Veröffentlicht am 27. Okt 2009

Row of handsDie neue Bundesregierung hat einen Koalitionsvertrag abgeschlossen. Wie zu erwarten war, ist darin praktisch kein Platz für die Tiere. Im Folgenden stellen wir Ihnen die relevanten Auszüge vor:

Ernährung und Verbraucherschutz

Unser Leitbild ist der gut informierte und zu selbstbestimmtem Handeln befähigte und mündige Verbraucher. Diesem Ziel verpflichtet, werden wir die Lebensqualität der Verbraucher erhöhen, durch mehr Transparenz, Aufklärung, Rechtsdurchsetzung und dort, wo es nötig ist, auch mit mehr Rechten.

Unter dem Leitbild des mündigen Verbrauchers werden leider immer wieder auch irreführende Kennzeichnungen genehmigt – beispielsweise Gesundheitsversprechen für zweifelhafte Produkte und die Erlaubnis der irreführenden Ausweisung angeblicher Tierschutzstandards. Die bessere Durchsetzung des Tierschutzrechts sollte man als Verbraucherschutz ansehen (schließlich erwartet der Verbraucher zumindest die Einhaltung von Mindeststandards). Trotzdem haben wir Zweifel, ob die oft katastrophale Rechtsdurchsetzung im Tierschutzbereich verbessert werden wird. Immerhin bietet die Formel »mehr Rechtsdurchsetzung« eine gute Verhandlungsbasis.

Ernährungsbildung

Das erzieherische Engagement der Eltern und eine frühe Aufklärung über richtige und gesunde Ernährung im Kindergarten und Schule sind entscheidende Faktoren.

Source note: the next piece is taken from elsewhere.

PR #1569, opened 2022-06-20
POWERDNS: Cleanup and fix parsing of TXT records

jpbede:
The PowerDNS API is quite strange. It accepts long TXTs without requiring to split them and returning them as they came in.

Die Angebote an Familienbildung für eine gesunde Ernährung von Kindern und Erwachsenen werden ausgebaut. Gemeinsam mit den Ländern werden wir das Thema der Ernährungsbildung in die Informations- und Bildungsangebote von Kindergärten und Schulen integrieren sowie die erweiterte Nutzung von EU-Programmen zu Schulmilch und -obst prüfen.

Hieraus könnte sich die Stärkung von Programmen der Deutschen Gesellschaft für Ernährung (DGE) ergeben, die eine deutliche Senkung des Fleischkonsums vorsehen. Leider basieren die Programme auf einem viel zu hohen Fischkonsum (zwei Mal wöchentlich), der alles andere als nachhaltig ist.

Gesundheitlicher Verbraucherschutz

Sichere Lebensmittel haben für uns höchste Priorität. Wir wollen die Lebensmittelsicherheit weiter verbessern, ohne den bürokratischen Aufwand zu steigern. Das Qualitäts- und Sicherheitsbewusstsein über die gesamte Lebensmittelkette einschließlich des Verbrauchers muss noch stärker entwickelt werden. Wir setzen auf den Ausbau stufenübergreifender privatwirtschaftlich organisierter Qualitätssicherungssysteme und ihre Verzahnung mit der staatlichen Lebensmittelkontrolle.

Diese Formulierung klingt gefährlich nach den Plänen des QS-Systems, das nach unserer Analyse eine reine Verbrauchertäuschung ist. QS hat damit begonnen, die Kontrollaufgaben von Amtsveterinären zu übernehmen und will dies weiter ausbauen. Während es unter den Veterinären zumindest einige wenige Menschen gibt, die sich nicht als Erfüllungsgehilfen der Agrarindustrie betrachten, haben wir Zweifel, ob solche Leute bei QS überhaupt zu finden sind.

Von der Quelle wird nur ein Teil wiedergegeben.